12. Pal says that it is fun in the fourth dimension. What would be fun about it?

VIII  IDEAS FOR REPORTS AND PAPERS


1. How have people tried to visualize tesseracts? How do mathematicians draw them? What are their reasons for drawing them as they do?


2. Who was Alan Turing? What parts of Turing's life appear in 'Tangents'?


3. What were England's laws regarding homosexuality in Turing's day? How was Turing supposed to be cured of his homosexuality?


4. What about California in the 1950s would have made it more hospitable to Tuthy than England?


5. What aspects of Flatland are reflected in 'Tangents'? How are their purposes similar? How are their purposes different?


6. Why were Korean adoptees common in California in the early 1950s? How have those adoptees fared in America?


7. Write your own story about how tesseracts might interact with people.


8. Write a story that explains a mathematical theorem by showing how it works rather than by telling. How will you capture and maintain the interest of your audience?


9. Bear says that science fiction appeals to young writers because short stories flourish in science fiction. Why would science fiction be especially hospitable to short stories? Why would young writers gravitate toward a genre in which short stories have a large audience?


10. Of what value are mathematical speculations like those about tesseracts? Do they have any applications to real life? Do they need to?


11. Had Peter been declared an illegal alien, what would have happened to him?

IX  RELATED TITLES


Bear's work, whether written for adult or young adult readers, often appeals as strongly to the audience it was not directed at. Dinosaur Summer (1998) is aimed at young adults, but can be read by adults with equal pleasure. C. S. Lewis asserted that if one could read and enjoy a story when young and then as an adult read it again with enjoyment, then the story was likely one of substantial merit. Applying this criterion of worth and dual appeal to Bear's fiction, one finds several other crossover works such as 'Tangents' and 'Blood Music' (1983), a story which has been widely imitated.


'Tangents' is also written in the tradition of mathematical adventures. The characters in the story speculate on how two-dimensional beings might view the third dimension. This may show the influence of the novel Flatland by E. A. Abbott (1884), in which two-dimensional characters try to understand the third dimension. Flatland is a didactic work intended to teach readers mathematical speculations about a fourth dimension by showing two-dimensional characters trying to conceive of three dimensions. Bear takes a somewhat different tack, showing what may happen when four-dimensional beings interact with the third dimension, and implying that music has mathematical qualities that may enable it to transcend dimensions.
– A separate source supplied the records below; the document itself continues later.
PR #427, opened 2025-09-19
Add option to add a logo by a URL in Channel editor/creator

csmith1210:
Added an option to upload and set a logo by an external URL. A few things were changed:
1. Refactored the new EPG logo code to reuse for this component
2. Added UI element to set url with separate submit button
3. Had to remove `style={{ flex: 1 }}` from the TextInput stack for the channel name as the spacing was messed up after adding the new UI elements

image

### DIFF
--- a/frontend/src/components/forms/Channel.jsx
+++ b/frontend/src/components/forms/Channel.jsx
@@ -79,6 +79,7 @@ const ChannelForm = ({ channel = null, isOpen, onClose }) => {
   const [selectedEPG, setSelectedEPG] = useState('');
   const [tvgFilter, setTvgFilter] = useState('');
   const [logoFilter, setLogoFilter] = useState('');
+  const [logoUrl, setLogoUrl] = useState('');
 
   const [groupPopoverOpened, setGroupPopoverOpened] = useState(false);
   const [groupFilter, setGroupFilter] = useState('');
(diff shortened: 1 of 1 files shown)


EmeraldPi:
I've also added an option in the batch channel editor to set a logo for multiple channels at once, or remove the logos for multiple channels. I believe these changes bring the logo features in line with services like IPTVEditor and give a better UX.

image

EmeraldPi:
> Can you pull the recent dev into your branch. There were some major changes to the channel edit form since this branch was originally created.

I've pulled the changes into my dev.

> I like the idea of adding bulk channel editing for the logo but I would like to see something a little cleaner for the logo editing in the channel edit form.
>
> Maybe we should rethink the addition of a logo in this area all together and just have a button to add a logo that opens the same form that we use in the logo manager.

Should I split this into two pull requests, one for the batch editing changes and one for the channel editing?

Do you have ideas about what you mean for making the channel edit form cleaner? Do you mean to add a button on the channel edit to pop up the logo manager modal? 

I've been using this to edit 300+ channels and the workflow is pretty simple with how it is now, having to click through to a separate modal would probably be annoying for a large amount of channels.

Also you'd have to add a logo selector to the logo manager modal too if you went that route.

SergeantPanda:
Yeah I having a text field for adding a url that's always visible feels off that's all.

Readers of 'Tangents' who wish to know more about Alan Turing or who are fascinated by the theme of an intelligent individual destroyed by conflicts with his own nature and a society hostile to his emotional needs might well enjoy Hugh Whitemore's poignant biographical play Breaking the Code, a drama of the tragic life of Alan Turing. This play, produced in 1987 with great success in Britain and the United States, starred Derek Jacobi, the great English actor who became famous in the late 1970s for his portrayal of the stuttering Roman Emperor Claudius in the British TV series I Claudius. A filmed version of Breaking the Code with Jacobi, shown on Public Television's Masterpiece Theater, should be available on tape. Jacobi brilliantly portrays Turing's childlike gentleness, striking mathematical gifts, cryptographical brilliance during World War II, and tormented personal life. The title Breaking the Code is itself a coded reference to both breaking the enemy code during wartime and breaking the social code of moral orthodoxy that no true English gentleman would violate by stooping to homosexuality. Turing broke this code and was abandoned and abused in the most shameful way by a country that owed him a great debt of gratitude.